If Dave Logan wanted to fire her when he came back, or if his new wife didn’t like her and decided to fire her, Taylor would just have to deal with that then. At least taking this job would buy her some time to find another one.
She sat back in the chair one more time, because there was still one more thing he evidently hadn’t considered. “You know the prince will never allow me to be involved in this investigation at all.”
Slade laughed. “Well, since Prince Khalil fired us too, I guess he doesn’t get to choose who’s involved now. We’re doing this to salvage our reputation, not because he’s paying us. I’m going to find that kid and figure out who and what is behind his abduction, hopefully before Ahmed shells out ten million dollars which will just get the kidnappers richer, and his kid dead anyway.”

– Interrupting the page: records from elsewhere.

PR #89, opened 2022-03-21
[Regression] In sidenav input loses focus after updating the results

marinaaisa:
Bug/issue #90432388, if applicable: 

## Summary

In sidenav input loses focus after updating the results

## Dependencies

NA

## Testing

Steps:
1. Run any sidenav documentation
2. Search on filter input
3. Assert that when typing, focus doesn't go to sidenav
4. Assert that sidenav keyboard actions work properly

## Checklist

- [x] Added tests

### DIFF
--- a/src/components/Navigator/NavigatorCard.vue
+++ b/src/components/Navigator/NavigatorCard.vue
@@ -55,6 +55,7 @@
               :expanded="openNodes[item.uid]"
               :api-change="apiChangesObject[item.path]"
               :isFocused="focusedIndex === index"
+              :lastFocusWasInside="lastFocusWasInside"
               @toggle="toggle"
               @toggle-full="toggleFullTree"
               @navigate="setActiveUID"
@@ -332,6 +333,9 @@ export default {
     isLargeBreakpoint: ({ breakpoint }) => breakpoint === BreakpointName.large,
     hasNodes: ({ nodesToRender }) => !!nodesToRender.length,
     totalItemsToNavigate: ({ nodesToRender }) => nodesToRender.length,
+    lastFocusWasInside: ({ isInsideScroller, lastFocusTarget }) => (
+      isInsideScroller(lastFocusTarget)
+    ),
   },
   created() {
     this.restorePersistedState();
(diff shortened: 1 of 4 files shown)


marinaaisa:
@swift-ci please test

src/components/Navigator/NavigatorCard.vue
```diff
@@ -55,6 +55,7 @@
               :expanded="openNodes[item.uid]"
               :api-change="apiChangesObject[item.path]"
               :isFocused="focusedIndex === index"
+              :lastFocusWasInside="lastFocusWasInside"
```
dobromir-hristov, line 58: isnt this the same?
```suggestion
              :isFocused="lastFocusWasInside && focusedIndex === index"
```

dobromir-hristov (commented):
I can reproduce the problem but I dont understand what causes it. What changes the lastFocusItem to be the first item?

src/components/Navigator/NavigatorCard.vue
marinaaisa: It's not exactly the same because if we set lastFocusWasInside as a condition to focus we will never get to focus in the first place. You can try it out to see what I mean. But I'm open to solve it in another way.

dobromir-hristov (commented):
I did some further investigation, because I did not understand what causes this.

I noticed the watcher on the `activeIndex` gets triggered when we perform a search, which does NOT include the currentPage item, aka `activeUID`, in the nodesToRender.

This sets the `focusIndex` to `0`, which ofc causes the first item to get focused, and trigger the Focus handler.

At that point however, the scroller re-renders and that first item is no more in the DOM, but we already have a reference to it. 

Your fix just makes sure that reference we have stored, is the one that is in the DOM.

I think we should take a step back and see if we can do a proper fix, instead of just adding guards. If there is nothing else we can do, then this is also an option.

marinaaisa:
> I did some further investigation, because I did not understand what causes this.
> 
> I noticed the watcher on the `activeIndex` gets triggered when we perform a search, which does NOT include the currentPage item, aka `activeUID`, in the nodesToRender.
> 
> This sets the `focusIndex` to `0`, which ofc causes the first item to get focused, and trigger the Focus handler.
> 
> At that point however, the scroller re-renders and that first item is no more in the DOM, but we already have a reference to it.
> 
> Your fix just makes sure that reference we have stored, is the one that is in the DOM.
> 
> I think we should take a step back and see if we can do a proper fix, instead of just adding guards. If there is nothing else we can do, then this is also an option.

Hey @dobromir-hristov , I tried some other solutions that didn't reach any point :(
Do you want to give it a try?

dobromir-hristov:
Superseded in #112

Taylor sat forward in her chair. “I just found out about the ransom before I left the office, but that’s exactly what I think too. And I get the feeling that Tariq is not sad at all that Zami was abducted. Something hinky is going on with him. I’ve always thought that.”
“Well, I haven’t been involved in this protection detail at all so I don’t know the players, or what’s hinky and what’s not. That is why I need you on this case with me, Ms. Kincaid. Now, do you want the job or not?”
“Yes, I’ll help you,” Taylor replied, with a little seed of excitement blossoming inside her.
This is why she’d chosen the law as her profession. To right wrongs, not sit behind a desk and wither away watching security monitors and babysitting a bunch of washed up mall cops who applied for security jobs at luxury hotels.